Enfin, au-delà de la technique médicale, l’histoire de la santé nous a conduits à l’histoire des mentalités : histoire de la peur, car la maladie secrète une des grandes peurs de l’humanité (A peste, bello et fame, libera nos Domine!) ; rapports avec la souffrance et la mort au cœur d’ une civilisation doloriste et pessimiste à laquelle le christianisme apporte l’espérance ; rapports entre le naturel et le surnaturel, le microcosme et le macrocosme, l’Homme et Dieu… On nous annonce pour le XXIème siècle le retour du surnaturel. En tout cas, devant l’incapacité de l’Homme, quel que soit le progrès technique, à répondre à ses interrogations et à ses angoisses les plus fondamentales, les mentalités traditionnelles resurgissent.

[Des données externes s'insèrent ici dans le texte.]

PR #678, opened 2026-04-18
feat: ZC1658 — flag curl -OJ server-named output filename

afadesigns:
ZC1658 — Warn on `curl -OJ` / `-J -O` — server-controlled output filename

What: `curl -J` (`--remote-header-name`) + `-O` saves the response using whatever filename the server sends in `Content-Disposition`.
Why: Server (or anything on the path that can set headers — compromised CDN, reverse proxy, MITM) picks the destination name. Path traversal is sanitized, but same-directory overwrites (e.g., stomping `.zshrc` in the current dir) are not.
Fix suggestion: Use `-o NAME` with a filename the script controls, and validate the payload before acting on it.
Severity: Warning

## Test plan
- valid `curl -O https://example.com/file` → no violation
- valid `curl -o out.bin https://example.com/file` → no violation
- invalid `curl -OJ https://example.com/file` → ZC1658
- invalid `curl -O -J https://example.com/file` → ZC1658

### DIFF
--- a/pkg/katas/katatests/zc1658_test.go
+++ b/pkg/katas/katatests/zc1658_test.go
@@ -1,0 +1,58 @@
+package katas
+
+import (
+	"testing"
+
+	"github.com/afadesigns/zshellcheck/pkg/katas"
+	"github.com/afadesigns/zshellcheck/pkg/testutil"
+)
+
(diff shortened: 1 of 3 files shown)


redteamx (approved):
LGTM.

PR #679, opened 2026-04-18
feat: ZC1659 — flag fuser -k path-target broad kill

afadesigns:
ZC1659 — Warn on `fuser -k <path>` — kills every process holding the subtree open

What: `fuser -k PATH` signals (SIGKILL by default) every process with a file open anywhere under PATH.
Why: On `/`, `/var`, `/tmp`, or any mount-root this reaches sshd, cron, dbus, and the caller's own shell. On a bind-mount it hits workloads that share the host inode. Blast radius is wider than the caller usually owns.
Fix suggestion: Target specific PIDs (`kill $(pidof app)`) or ports (`fuser -k 8080/tcp`), or `systemctl stop UNIT` for services.
Severity: Warning

## Test plan
- valid `fuser -k 8080/tcp` → no violation
- valid `fuser /var/log/syslog` (no -k) → no violation
- invalid `fuser -k /mnt` → ZC1659
- invalid `fuser -kim /` → ZC1659

### DIFF
--- a/pkg/katas/katatests/zc1659_test.go
+++ b/pkg/katas/katatests/zc1659_test.go
@@ -1,0 +1,58 @@
+package katas
+
+import (
+	"testing"
+
+	"github.com/afadesigns/zshellcheck/pkg/katas"
+	"github.com/afadesigns/zshellcheck/pkg/testutil"
+)
+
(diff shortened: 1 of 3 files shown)


redteamx (approved):
LGTM.

PR #681, opened 2026-04-18
feat: ZC1661 — flag curl --cacert /dev/null empty trust store

afadesigns:
ZC1661 — Error on `curl --cacert /dev/null` — empty trust store, any cert passes

What: Pointing `--cacert` or `--capath` at `/dev/null` hands curl an empty trust-anchor set.
Why: Most TLS backends (OpenSSL, wolfSSL, Schannel) treat the peer cert as valid when no issuers are configured. It is the TLS-equivalent of `--insecure` with one more keystroke of plausible deniability.
Fix suggestion: Use a real bundle (`/etc/ssl/certs/ca-certificates.crt`) or `--pinnedpubkey sha256//…` for known endpoints.
Severity: Error

## Test plan
- valid `curl URL --cacert /etc/ssl/certs/ca-certificates.crt` → no violation
- valid `curl URL -o out` → no violation
- invalid `curl URL --cacert /dev/null` → ZC1661
- invalid `curl -s URL --capath /dev/null` → ZC1661

### DIFF
--- a/pkg/katas/katatests/zc1661_test.go
+++ b/pkg/katas/katatests/zc1661_test.go
@@ -1,0 +1,58 @@
+package katas
+
+import (
+	"testing"
+
+	"github.com/afadesigns/zshellcheck/pkg/katas"
+	"github.com/afadesigns/zshellcheck/pkg/testutil"
+)
+
+func TestZC1661(t *testing.T) {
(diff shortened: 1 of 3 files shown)


redteamx (approved):
LGTM.

PR #682, opened 2026-04-18
feat: ZC1662 — flag pkexec env VAR=VAL root-env injection

afadesigns:
ZC1662 — Error on `pkexec env VAR=VAL CMD` — controlled env crossed into the root session

What: `pkexec env VAR=VALUE CMD` invokes `/usr/bin/env` as root with a caller-controlled environment.
Why: Polkit sanitizes a small allow-list, but once `env` takes over the remaining variables (`LD_PRELOAD`, `GCONV_PATH`, `PYTHONPATH`, `XDG_RUNTIME_DIR`, `LANGUAGE`) ride straight into root. CVE-2021-4034 used the same primitive via argv[0]; `env` makes it trivial.
Fix suggestion: Set required variables in a polkit rule or via `systemd-run --user` instead.
Severity: Error

## Test plan
- valid `pkexec /usr/bin/systemctl restart unit` → no violation
- valid `pkexec /usr/bin/apt install foo` → no violation
- invalid `pkexec env DISPLAY=:0 /usr/bin/cmd` → ZC1662
- invalid `pkexec env PATH=/tmp /usr/bin/cmd` → ZC1662

### DIFF
--- a/pkg/katas/katatests/zc1662_test.go
+++ b/pkg/katas/katatests/zc1662_test.go
@@ -1,0 +1,58 @@
+package katas
+
+import (
+	"testing"
+
+	"github.com/afadesigns/zshellcheck/pkg/katas"
+	"github.com/afadesigns/zshellcheck/pkg/testutil"
+)
+
+func TestZC1662(t *testing.T) {
+	tests := []struct {
+		name     string
+		input    string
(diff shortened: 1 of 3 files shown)


redteamx (approved):
LGTM.

PR #684, opened 2026-04-18
feat: ZC1664 — flag systemctl set-default rescue/emergency persistent boot

afadesigns:
ZC1664 — Error on `systemctl set-default rescue.target|emergency.target` — persistent single-user boot

What: `systemctl set-default` rewrites `/etc/systemd/system/default.target` as a symlink to the named target.
Why: `rescue.target` / `emergency.target` means every boot drops to single-user mode before networking / sshd / normal units start — remote access is lost until reverted. Unlike `systemctl isolate` (one-shot, ZC1561), this persists across reboots.
Fix suggestion: Revert with `systemctl set-default multi-user.target` (servers) or `graphical.target` (desktops).
Severity: Error

## Test plan
- valid `systemctl set-default multi-user.target` → no violation
- valid `systemctl set-default graphical.target` → no violation
- invalid `systemctl set-default rescue.target` → ZC1664
- invalid `systemctl set-default emergency.target` → ZC1664

### DIFF
--- a/pkg/katas/katatests/zc1664_test.go
+++ b/pkg/katas/katatests/zc1664_test.go
@@ -1,0 +1,58 @@
+package katas
+
+import (
+	"testing"
+
+	"github.com/afadesigns/zshellcheck/pkg/katas"
+	"github.com/afadesigns/zshellcheck/pkg/testutil"
+)
+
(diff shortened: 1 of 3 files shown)


redteamx (approved):
LGTM.

PR #687, opened 2026-04-18
feat: ZC1667 — flag openssl enc without -pbkdf2 legacy KDF

afadesigns:
ZC1667 — Warn on `openssl enc` without `-pbkdf2` — legacy MD5-based key derivation

What: Without `-pbkdf2`, `openssl enc` derives the symmetric key via EVP_BytesToKey (single-round MD5 over `password || salt`).
Why: A modern GPU cracks single-MD5 passphrases at billions of guesses per second. `-aes-256-gcm` with `openssl enc` also silently drops the auth tag — so there is no AEAD path through this command at all.
Fix suggestion: Add `-pbkdf2 -iter 100000` (OpenSSL 1.1.1+). For new code, prefer `age`, `gpg --symmetric --cipher-algo AES256`, or `openssl smime`.
Severity: Warning

## Test plan
- valid `openssl enc -aes-256-cbc -pbkdf2 -iter 100000 …` → no violation
- valid `openssl req -new …` → no violation
- invalid `openssl enc -aes-256-cbc -salt -in file -out file.enc` → ZC1667
- invalid `openssl enc -aes-256-gcm -in file -out file.enc` → ZC1667

### DIFF
--- a/pkg/katas/katatests/zc1667_test.go
+++ b/pkg/katas/katatests/zc1667_test.go
@@ -1,0 +1,58 @@
+package katas
+
+import (
+	"testing"
+
+	"github.com/afadesigns/zshellcheck/pkg/katas"
+	"github.com/afadesigns/zshellcheck/pkg/testutil"
+)
+
+func TestZC1667(t *testing.T) {
+	tests := []struct {
+		name     string
+		input    string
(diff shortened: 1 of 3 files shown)


redteamx (approved):
LGTM.

PR #1286, opened 2026-04-27
fix(parser): ${${INNER}MOD} modifier tail (-9)

afadesigns:
## Summary
Drains 9 corpus parser errors (74 -> 65). zinit/zinit-side.zsh fully clean.

When a parameter expansion's subject is a nested expansion (`${${INNER}MOD}`), `parseArrayAccessSubject` called `parseExpression` which let its infix loop eat the outer modifier tokens (`%%`, `//`, `[…]`, `<->`, etc.) as misinterpreted operators. Result: outer `}` unmatched, "expected }, got EOF" / "no prefix parse function for >".

`parseArrayAccessSubject` now calls `parseArrayAccess` directly when the subject is `DollarLbrace`, plus a `subjectWasNested` flag that prevents the outer's early-return so `consumeArrayAccessModifierTail` runs.

## Drops
- zinit/zinit-side.zsh 2 -> 0
- zinit/zinit-autoload.zsh 7 -> 4
- zinit/zinit-install.zsh 21 -> 17

## Test plan
- [ ] CI green (parser-compat baseline 65)
- [ ] `TestParseNestedExpansionWithOuterModifier`
- [ ] `TestParseNestedExpansionBracketClassPattern`
- [ ] `TestParseNestedExpansionPatternSubst`

### DIFF
--- a/.github/parser-error-baseline.txt
+++ b/.github/parser-error-baseline.txt
@@ -6,7 +6,6 @@ fzf/shell/key-bindings.zsh	6
 fzf-tab/test/ztst.zsh	1
 zephyr/plugins/compstyle/compstyle.plugin.zsh	1
 zimfw/zimfw.zsh	15
-zinit/zinit-autoload.zsh	7
-zinit/zinit-install.zsh	21
-zinit/zinit-side.zsh	2
+zinit/zinit-autoload.zsh	4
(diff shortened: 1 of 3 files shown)


redteamx (approved):
Approved on review.

redteamx (approved):
LGTM.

Reste une dernière question : les réactions rencontrées semblant relever de l’éternel humain, dans quelle mesure l’Alsace constitue-t-elle un cas original ? La plaine serait-elle particulièrement insalubre? Serait-elle exceptionnellement « médicalisée »? Serait-elle particulièrement exposée aux pratiques magico-religieuses ? Je ne saurais y répondre, compte tenu de l’insuffisante couverture qu’offrent les études régionales autorisant une étude comparative. Mais restons optimistes : science en marche, l’Histoire ne cesse d’apporter des réponses, même si elles restent partielles, à nos interrogations.

La présente communication doit la plus grande partie de sa substance à notre thèse de doctorat d’Etat publiée en 1994 par les Presses universitaires de Strasbourg (3 vol. , 2470 p.) sous le titre : Une société rurale en milieu rhénan : la paysannerie de la plaine d’Alsace (1648-1789).